就算是不知道自己弟弟想什么,沈信还是开口提醒了一句:“父亲,越儿天赋、圣眷都强过超儿。”
沈学士猛一抬头看向长子,他知不知道自己在说什么?
沈信被老父看得有些不安,却还是没有退缩:“父亲。”沈任也抬了一下头,不过很快又低了下去。
儿女都是债!沈学士心里叹了一声,自己那时只有老父相扶持,多希望有个兄弟可以搭把手。谁知道儿子们倒是有了兄弟,可是孙子辈太过优秀,却又让人难以抉择。沈学士重新低头思索,不理会长了殷殷的目光。
“祖父,”沈超也不再沉默:“越儿将慎儿那份红利送到了孙子房里,一月计两千两。”越儿实在太过大方,这样的东西,让他收着有愧。沈超自问做不到沈越这样程度,若是这样还要让越儿退让自己,沈超自己都无颜再见从小一起长大的兄弟。
“什么?”沈学士还真没关心过沈越过年时的一句戏言,一听光是慎儿每月的红利便是两千两,就算是家中饶富,沈学士也不得不动容。
那可是一年两万多两银子,沈越,他的次孙,就这样直接送给了一个不到五岁的孩子!在别人都以为他只是一句戏言的时候,直接送了过去!
当初慎儿拿给沈越的金锞子总共才多少?顶了天也不过有个五六十两,换成银子才五六百两。难怪当日沈越说能赚大钱,这分明就是送了慎儿一只会下蛋的金鸡。
沈超肯定的向沈学士点了点头:“若是每月有个一二百两,孙子可以当越儿是替侄子做私房,可是两千两,这银子慎儿不能要。”
沈越听了忙笑道:“大哥什么时候和我生分了。你要是这样说,岂不是我自己那份也要拿出来?这可是我自己养媳妇的私房银子,也是得了圣人同意的,就是慎儿那份圣人也是知道的。”
沈学士眼中就有一丝精光闪现,他似乎抓到了什么,却还是向着沈越摆手:“你为侄子的心是好的,可是他小小的人如何能用得了那许多?你的私房是自己赚的没人要,这一份归到公中。”

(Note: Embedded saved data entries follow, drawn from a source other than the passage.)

PR #2665, opened 2017-06-21
Added: `selector-max-type` rule

evilebottnawi:

#2528

No, it's self explanatory.

Need resolve:
1. `html { --foo: 1px; }` and `html { --custom-property-set: {} }` should be rejected? I think yes, because we can have `html { --some-here: 1px; --custom-property-set: { color: red; display: block; }; color: red;}` Later we can add option `ignoreContaintCustom` (or best name for this purpose).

沈越还要再争,沈学士已经接着开口,不再让他说下去:“如今你只有一个侄子,分他一份是你的叔侄情份,等日后你兄弟们都成了家有了孩子,你还要再从自己那份里往出分吗?若是不分,不是厚此薄彼了?就是你愿意,也要替玉儿想一想。”
“玉儿现在比我银子多,并不在意这个。”沈越一点儿也不脸红的说道。
沈学士无奈的看了他一眼:“说说你去翰林院的打算。”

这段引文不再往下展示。